What is being asked:
Scan the lines below and report each one containing "users" by copying it.

··· Records for this task

PR #1325, opened 2016-03-17
[Proposal] Pass additional argument to adapters

particlebanana:
Right now there doesn't exist a way to pass additional metadata for a query down to the adapter. This could be helpful when building custom adapters that need handle things like passing connections around or adding information for multi-tenancy. 

This PR adds that ability in a temporary format. For now you can tack on an additional argument to your queries after the callback or use the `.meta()` key in the deferred object builder to pass any arbitrary data down to an adapter function.

Yes this breaks the common node contract of the callback as the last argument and it's weird. I know this isn't a great longterm solution. If you don't use the extra argument everything will work as expected though. The big plus is it gives us this functionality now without breaking every single one of the community adapters. 

In the major version bump to `1.0.0` we will retool the function signatures to take an `(options, cb)` signature so that we can add non-breaking changes in the future.

Some examples of usage:

```javascript
// Callback Style
var meta = function() {
  return 'Hello, I\'m a meta function';
};

User.find({ name: 'tester' }, function(err, users) {
    // some logic
}, meta);
```

```javascript
// Deferred Style
var meta = function() {
  return 'Hello, I\'m a meta function';
};

User.find({ name: 'tester' })
.meta(meta)
.exec(function(err, users) {
 // some logic
});
```

To access the meta value in the adapter you would build a function like so:

```javascript
find: function(connectionName, table, options, cb, meta) {
  if(typeof meta === 'function') {
    console.log(meta());
  }
}
```

For some more background on this see https://github.com/balderdashy/waterline/pull/1307

### DIFF
--- a/lib/waterline/adapter/aggregateQueries.js
+++ b/lib/waterline/adapter/aggregateQueries.js
@@ -10,7 +10,7 @@ var hasOwnProperty = require('../utils/helpers').object.hasOwnProperty;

······

Output below:
User.find({ name: 'tester' }, function(err, users) {
.exec(function(err, users) {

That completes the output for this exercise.